Geometric dependence of the conductance drop in a nanopore due to a particle

We study the effect of a neutral particle on the ionic flow through a nanopore using a basic uniform field theory and the coupled Poisson-Nernst-Planck and Navier-Stokes (PNP-NS) equations. We consider hourglass and cylindrical pore profiles and examine how the difference in pore shape changes the position dependence of the current change due to the particle. Good quantitative agreement between both calculations is seen, though we find that the simple theory is unable to correctly capture the change in the access resistance of the pore if a particle is placed at the pore entrance. Finally, we examine the spatial variations in the solutions of the PNP-NS equations, finding that the electro-osmotic flow through the pore is completely disrupted for sufficiently large particles.

Figure 1

(a), (b) Diagram of hourglass and cylindrical nanopore with spherical particle. (c) Diagram of the coordinate system depicting axis symmetry.

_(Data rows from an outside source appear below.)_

PR #1085, opened 2016-06-21
Revert "Change version to versionNumber for computerProgram"

adam3smith:
Reverts zotero/translators#1084

### DIFF
--- a/BibLaTeX.js
+++ b/BibLaTeX.js
@@ -15,7 +15,7 @@
 		"exportFileData": false,
 		"useJournalAbbreviation": false
 	},
-	"lastUpdated": "2015-09-10 08:45:20"
+	"lastUpdated": "2016-06-21 08:45:20"
 }
 
 
--- a/BibLaTeX.js
+++ b/BibLaTeX.js
@@ -4,7 +4,7 @@
 	"label": "BibLaTeX",
 	"creator": "Simon Kornblith, Richard Karnesky and Anders Johansson",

The $z$ axis is the symmetric axis and the $r$ axis is the radial direction. $r=f\left(z\right)$ defines pore radii at different $z$ positions reflecting the nanopore geometry. The particle geometry is given by the axis symmetric function $r=g\left(z\right)$. (d) Diagrams of different configurations with particles located at $z_0=L/2,L/4$, and 0.

Figure 2

Basic characterization of the ionic current for the particle-nanopore system. (a) Current drop with the spherical particle located at different positions along the transverse axis of hourglass and cylindrical pores. The particle radii are 1.75, 2.5, and 3.75 nm. (b) Current drop as a function of particle radius with the particle fixed in the center of the pore. Inset: Current drop dependence on $r_{\mathrm{p}}^3$. The linear fit is calculated for $r_{\mathrm{p}}\le$3.75 nm, indicated by the dashed vertical line.

Figure 3

Change in current with pore entrance radius for hourglass shaped pores. (a) Current drop for a spherical particle of radius $r_{\mathrm{p}}=$ 3.75 nm located at various positions along the pore axis. The minimum pore radius, $r_0=$ 5 nm, is the same for all pores; the maximum pore radius, $r_1$, is varied in the range 5 to 7 nm. (b) Current modulation with different particle radii in the case of different pore shapes. The pore geometries are the same as (a) and the particle locations are $z_0=$ 0 and 10 nm.

Figure 4

Comparison of the two calculation approaches. (a) Current drop in the presence of the spherical particle located at different positions within hourglass and cylindrical pores calculated using the two continuum approaches. The particle radii are 2.5 and 3.75 nm. (b) Current modulation of hourglass and cylindrical pores in the presence of spherical particles with different radii. Abbreviations: coupled Poisson-Nernst-Planck Navier-Stokes calculations (PNP-NS); simple calculation based on Eq. (4) (SC).

Figure 5

Contour maps of the electric potential for particles of different size at the center of cylindrical and hourglass shaped pores. (a)–(c) Cylindrical pores. (d)–(f) Hourglass pores. The particle radii are $r_{\mathrm{p}}=$ 0, 2, and 4 nm. Equipotential lines are indicated by dashed lines for negative potentials and solid lines for positive potentials.

Figure 6

Contour maps of the difference in electric potential between open and occupied pores for an hourglass shaped pore. (a)–(e) A particle of radius $r_p=$ 3.75 nm moved from one side of the pore to the other in steps of 5 nm. The comparison is made with the data of Fig. 5.

Figure 7

Contour maps and stream plots of the fluid velocity for particles of different size at the center of cylindrical and hourglass shaped pores: (a)–(c) Cylindrical pores. (d)–(f) Hourglass pores. The particle radii are $r_{\mathrm{p}}=$ 0, 2, and 4 nm.

Figure 8

Ion and velocity distribution around the particle. (a) Radial density profiles of the ionic charge distribution. Inset: the region over which averages are calculated is indicated. (b) The absolute value of the $z$ component of the fluid velocity. The dashed vertical lines indicate the outer edge of the particle.